И ни к чему это — перед заплывом нервы трепать.
Спокойным и величественным надо входить в Млечную.
Без душевной смуты и дребезга мелких проблем.
Так, словно входишь в нее последний раз.
Еще не оттолкнувшись от ступеней величественных гат, Платон понял, сколько страсти заключено в Млечных водах сегодня. Нет, она не бросалась на берег крутыми волнами, не кипела бурунами, рассыпаясь в кокетливых брызгах. Что-то беспредельно мощное, заполоняющее всю ее ширь и глубь и простирающееся в те неведомые инфернальные бездны, откуда брала она свое начало, втягивало в себя кандидатов-пловцов. Обычно изобильная всеми эйдосами Земли, сегодня Млечная являла своему суженому единственную форму — белой невестой текла в этот час Зовущая. Но сколько же их было, этих невест, в ее речном теле! Мириады нежных дев обволакивали сегодня пловцов, удерживая их своими телами на плаву, лаская их своими руками, касаясь ногами, животами, упругими спинами и сильными плечами. Невозможно описать ощущения заплывшего в Млечную — бесполезно рассказывать об изначальном рае изобильной реки.

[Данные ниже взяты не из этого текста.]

PR #10721, opened 2022-01-15
[NON-MODULAR] Reduces the charge cost on health analyzers

softcerv:
## About The Pull Request

Reduces the cost on using health analyzers from 50 to 30, also it makes it so that advanced analyzers only use 30 charge per use too.
Having to constantly swap out cells on the health analyzer makes medical gameplay more tedious. This keeps in the charge component while making it less agonizing for doctors to deal with.

## Changelog

:cl:
balance: lowers the power cost of health analyzers.
/:cl:

### DIFF
--- a/code/game/objects/items/devices/scanners.dm
+++ b/code/game/objects/items/devices/scanners.dm
@@ -97,6 +97,7 @@ GENE SCANNER
 	var/scanmode = SCANMODE_HEALTH
 	var/advanced = FALSE
 	custom_price = PAYCHECK_HARD
+	power_use_amount = POWER_CELL_USE_LOW //SKYRAT EDIT ADDITION CHANGE
 
 /obj/item/healthanalyzer/examine(mob/user)
 	. = ..()
@@ -502,7 +503,6 @@ GENE SCANNER
 	icon_state = "health_adv"
 	desc = "A hand-held body scanner able to distinguish vital signs of the subject with high accuracy."
 	advanced = TRUE
-	power_use_amount = POWER_CELL_USE_HIGH //SKYRAT EDIT ADDITION CHANGE
 
 /// Displays wounds with extended information on their status vs medscanners
 /proc/woundscan(mob/user, mob/living/carbon/patient, obj/item/healthanalyzer/wound/scanner)


thestubborn:
i agree with the change but

honestly?

i'd just scrap analyzers having charges full stop

tf-4:
Constantly? I find myself doing it once, maybe twice per round maximum.

softcerv:
> Constantly? I find myself doing it once, maybe twice per round maximum.

It depends on what job you are playing and how you are using the analyzers. Doing a basic scan on someone while bringing them back to medbay as a paramedic is far different from a doctor having to scan someone multiple times while doing blood filtering to see if the chemicals are gone.

Right now, I don't think the power cost is good for the amount of scanning that medical doctors typically need to do. This gives doctors a bit more leeway.

tf-4:
I play a lot of all medical roles (except viro) and I think it's pretty fine as it is.
I don't find myself having to constantly recharge by any means. In fact, once you have better cells you never need to recharge.

YakumoChen:
Having battery charge on them feels pointless altogether and I've been having issues with health scanning ever since they got cells (the chem scanner doesn't work for me half the time but consumes charge anyway, I think it actually consumes charge if you click anything with it)


It's literally easier to print a new one and throw the old one away than find a bluespace cell for it

softcerv:
> It's literally easier to print a new one and throw the old one away than find a bluespace cell for it

Basically this.

SpaceVampire:
> > It's literally easier to print a new one and throw the old one away than find a bluespace cell for it
> 
> Basically this.

To be fair, I do the exact same thing with plasma cutters.

YakumoChen:
> To be fair, I do the exact same thing with plasma cutters.

you can fill plasma cutters up with raw plasma ore you know

SpaceVampire:
> you can fill plasma cutters up with raw plasma ore you know

Oh, I know. I'm just that lazy.
It also doesn't cost me any points to do it.
All about that bottom line, baby!

ghost:
I thought the cell component was already modular; couldnt this be done modularly?

tf-4:
> I thought the cell component was already modular; couldnt this be done modularly?

Yes, but it would be making a new file for `power_use = low` or whatever

Gandalf2k15:
I'd say they're fine as is..., i don't wanna invalidate the existence of cells component

YakumoChen:
It really isn't a good concept to begin with, but you do you.

PR #10727, opened 2022-01-15
new circuit components

jjpark-kb:
## About The Pull Request
adds four new circuit components:
1) mining component - will mine closed turfs with ores
2) cell charge component - reports back the max/current charge of the cell
3) target scanner component - reports back the turf and the contents of the turf based on the off set
4) item interact component - makes the item "attack itself"

more components for more creative community members.

## Changelog

:cl:
add: added four new circuit components- mining, target scanner, cell charge, and item interact
/:cl:


SpaceVampire:
Could this be done upstream?
image

Weblure:
> Could this be done upstream?

image

The gamers would abuse it to hell on TG, they'd never go for this.

SpaceVampire:
> The gamers would abuse it to hell on TG, they'd never go for this.

That has always been a problem with circuits, and I didn't think that any of this was too unreasonable.
It seems like it might be worth trying to see if they want it, before moving it down here if they don't.
Could be interesting to see their feedback on it as well, because I would still rather not have stuff that is super gamer abusable here. I really don't see any reason to not try it, because you can't say for sure.

Weblure:
> > The gamers would abuse it to hell on TG, they'd never go for this.
> 
> That has always been a problem with circuits, and I didn't think that any of this was too unreasonable. 

That's the thing with circuits, something that seems mundane and harmless on the surface can wreak absolute havoc in the hands of a skilled circuit designer.

I've only been messing with circuits for about a week or so, but I can already think of several morbid things to do with this.
Example:
Have a drone shell drag a dispenser around the station. Fill the dispenser with a minibomb. Have another drone shell following the first, towing a prelocked locker (if that's still a thing, otherwise a bear trap, flash, or something similar would work). Continuously scan for a specified target while patrolling the station. Once acquired, send the locker/trap/flash drone out to intercept and trap/immobilize/stun the target. During this time, the bomber drone should've already dispensed the minibomb, activated it, grabbed it, and then began dragging it towards the target. The target would have no chance of escape if they failed to evade the first drone.


> It seems like it might be worth trying to see if they want it, before moving it down here if they don't. Could be interesting to see their feedback on it as well, because I would still rather not have stuff that is super gamer abusable here. I really don't see any reason to not try it, because you can't say for sure.

I suppose it wouldn't hurt to try, beyond wasting time and delaying this PR as we wait for the TG maintainers to deny it. As for abuse, I don't think it'd be a big problem here. Circuits are rarely used to begin with (though I may have raised some awareness for them lately), and we have strict rules for roleplaying and powergaming. Anyone that tried to abuse them in a similar way to what I described above would be instantly job-banned, at the least.

Edit: It also looks like he already went through all the trouble of making this modular for Skyrat, so he'd have to redo a lot of the code just to PR it to TG; not really worth the effort, imo.

softcerv:
I feel like except for the mining (and probably attack one) most of these could be done upstream.

Gandalf2k15 (approved):
lgtm

PR #10735, opened 2022-01-16
trying to make tram less shit

thestubborn:
## About The Pull Request

title
trying to make tram less of a population killer map
**for the record, I do not like this map and would much prefer if it was removed from the rotation**

image
added holobadges to sec, also moved the hos windows to next to the door because why weren't they there before???

spun a floating camera around
image

image
gave the therapist privacy blinds

image
added windows with shutters to surgery (they got platings, I added em after this screenshot)

image
added botany vendors to the public garden like most maps have
I also threw a single tray board into the nearby shed, if people want it

image
added a russian revolver so people don't need to play tram

image
actually numbered the evidence lockers and added a secure one

image
nt rep office now is more evil (you have to sit in a steel chair)

## Changelog

:cl:
fix: tram is now hopefully less shit, medical have privacy settings, public garden has vendors, sec has holobadges!
/:cl:

### DIFF
--- a/_maps/map_files/tramstation/tramstation_skyrat.dmm
+++ b/_maps/map_files/tramstation/tramstation_skyrat.dmm
@@ -8154,6 +8154,7 @@
 /area/security/brig)
 "bfX" = (
 /obj/effect/decal/cleanable/dirt,
+/obj/structure/filingcabinet/employment,
 /turf/open/floor/wood/parquet,
 /area/command/heads_quarters/captain/private/nt_rep)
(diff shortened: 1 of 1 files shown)


Ebin-Halcyon:
HoS' office doesn't have any blast doors in the windows as well, so the button is kinda moot. Add some thanky <3

thestubborn:
> HoS' office doesn't have any blast doors in the windows as well, so the button is kinda moot. Add some thanky <3

added

PR #10765, opened 2022-01-17
[NONMODULAR] Radio jammer starts with a bluespace cell

YakumoChen:
## About The Pull Request
puts a better cell in the jammer
The default radio jammer lasts about a minute because it eats through the powercell. now it starts with a bluespace one.

It would be nice to actually attempt a roleplay while using a radio jammer before the battery dies
It should already be equipped with the means to use it when you buy it, there's no reason you should have to hunt down a cell as soon as you get one.

## Alternatives considered:
Removing the cell component. Un-needed nerf to an antagonist item that didn't ask for one. It's under-utilized as it is.

## Changelog

:cl:
qol: The radio jammer now starts with a decent battery so it can jam radios for longer than a minute before the battery dies.
/:cl:

### DIFF
--- a/code/game/objects/items/devices/traitordevices.dm
+++ b/code/game/objects/items/devices/traitordevices.dm
@@ -266,7 +266,7 @@ effective or pretty fucking useless.
 	//SKYRAT EDIT ADDITION BEGIN
 /obj/item/jammer/ComponentInitialize()
 	. = ..()
-	AddComponent(/datum/component/cell, null, CALLBACK(src, .proc/turn_off))
+	AddComponent(/datum/component/cell, cell_override, CALLBACK(src, .proc/turn_off))
 
 /obj/item/jammer/proc/turn_on()
 	active = TRUE
--- a/code/game/objects/items/devices/traitordevices.dm
+++ b/code/game/objects/items/devices/traitordevices.dm
@@ -261,6 +261,7 @@ effective or pretty fucking useless.
 	special_desc = "This is a black market radio jammer. Used to disrupt nearby radio communication."
 	var/active = FALSE
 	var/range = 20 //SKYRAT EDIT CHANGE - ORIGINAL:12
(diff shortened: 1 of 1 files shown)


tf-4:
An odd solution to the problem, and not a great one. Lower the power consumption instead.

YakumoChen:
> An odd solution to the problem, and not a great one. Lower the power consumption instead.

I thought about this, but at least you have some kind of timer with the current power consumption, even with a bluespace cell. Lowering the consumption just makes it so a bluespace cell is no different than an infinite cell.

YakumoChen:
The issue is there isn't a viable use for the item, except to pick up slivers. 

Picking up slivers and being able to throw them is its own very big problem, but removing that just invalidates the item again.

SpaceVampire:
I honestly don't think it needs any kind of cell in the first place. It is very underused as a tool already, and having it put your RP on a timer due it running out isn't great. Would go ahead with the plan of just removing it. That being if you want it to have a cell, then lowering the power draw is still the better way to handle it imo.

tf-4:
> > An odd solution to the problem, and not a great one. Lower the power consumption instead.
> 
> I thought about this, but at least you have some kind of timer with the current power consumption, even with a bluespace cell. Lowering the consumption just makes it so a bluespace cell is no different than an infinite cell.

A fair point, but I'd rather that than a free BS cell roundstart

YakumoChen:
> > > An odd solution to the problem, and not a great one. Lower the power consumption instead.
> > 
> > 
> > I thought about this, but at least you have some kind of timer with the current power consumption, even with a bluespace cell. Lowering the consumption just makes it so a bluespace cell is no different than an infinite cell.
> 
> A fair point, but I'd rather that than a free BS cell roundstart

Paying several TC for just a bluespace cell probably isn't worth it.

Should I just revert the component instead?

tf-4:
I guess not

PR #10806, opened 2022-01-18
borer midround, balance, and objective

jjpark-kb:
## About The Pull Request
lowered the willing host objective from 20 to 10
added a new objective: have 5 borers learn 5 chemicals from the blood
fix the willing host objective
borers are now a midround antag
there is now a borer role ban
borers cannot leave a host if there is sugar
adds a cortical borer cage (2 completed plates from forging and 4 rods)
adds a variable for borers being allowed to go into changelings/non-organics
adds borer egg to uplink. 20tc, 20 minutes

being able to complete at least 1 objective faster will mean that the other objectives can fall in line faster as well.
more objectives means more direction for both the borer and the host; less twiddling of your thumbs.
fixes are fixes which is good.
midround borers would allow for better balancing around being midround, and are just overall enjoyable. also, it gives more gameplay to the medics/surgeons and to security.
filter out the malicious borers who do not contribute to RP (malicious borers who do contribute are safe)
this means that borers need to be more careful so they don't get put on the surgery table
a means of capturing borers without harming them
for admin tomfoolery
traitors having a borer doesn't guarantee they will cooperate, though, it could cause mayhem, which is the point

## Changelog

:cl:
add: added a "learn chem from blood" objective to borers
add: added borers to midround antag (dynamic)
add: added a cortical borer cage (2 complete forged plates and 4 rods; misc category)
add: added a variable that allows borers to go into changelings/non-organics
add: added cortical borer eggs to traitor uplink
balance: lowered willing host objective from 20 to 10
balance: borers cannot leave their host if there is sugar
fix: fixed the willing host objective
admin: borers are now a role that can be banned
/:cl:


modular_skyrat/modules/cortical_borer/code/cortical_borer_antag.dm
```diff
@@ -124,3 +128,48 @@
...
+	required_candidates = 1
+	weight = 5
+	cost = 10
+	requirements = list(101,101,101,70,50,40,20,15,10,10)
+	repeatable = TRUE
+	var/list/vents = list()
+
+/datum/dynamic_ruleset/midround/from_ghosts/cortical_borer/execute()
+	// 50% chance of being incremented by one
+	required_candidates += prob(50)
```
Iamgoofball: :-1: this disrespects the configuration

jjpark-kb: Sure.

Платон оттолкнулся от ступеней и сразу всем телом ощутил непередаваемую нежность Дающей, которая окружила его телами юных дев, составлявших естество воды: от крошечных Дюймовочек до не соизмеримых с ним великанш. Находясь в состоянии небывалой эйфории, он сделал несколько шумных ребячливых гребков кролем, чтобы ощутить и увидеть небывалое чудо, — когда то, что с виду кажется водой, на самом деле оказывается сотнями умелых пловчих, настолько предупредительно и слаженно двигающихся, что одни поддерживают его своими ягодицами и ногами, другие обволакивают подрагивающими персями и животами, третьи разбегаются от плюхнувшейся в белую воду руки, четвертые подставляют плечи под его гребки, пятые, огромные, держат на своих исполинских спинах предыдущих, а шестые, совсем крошечные, проскальзывают между пальцев.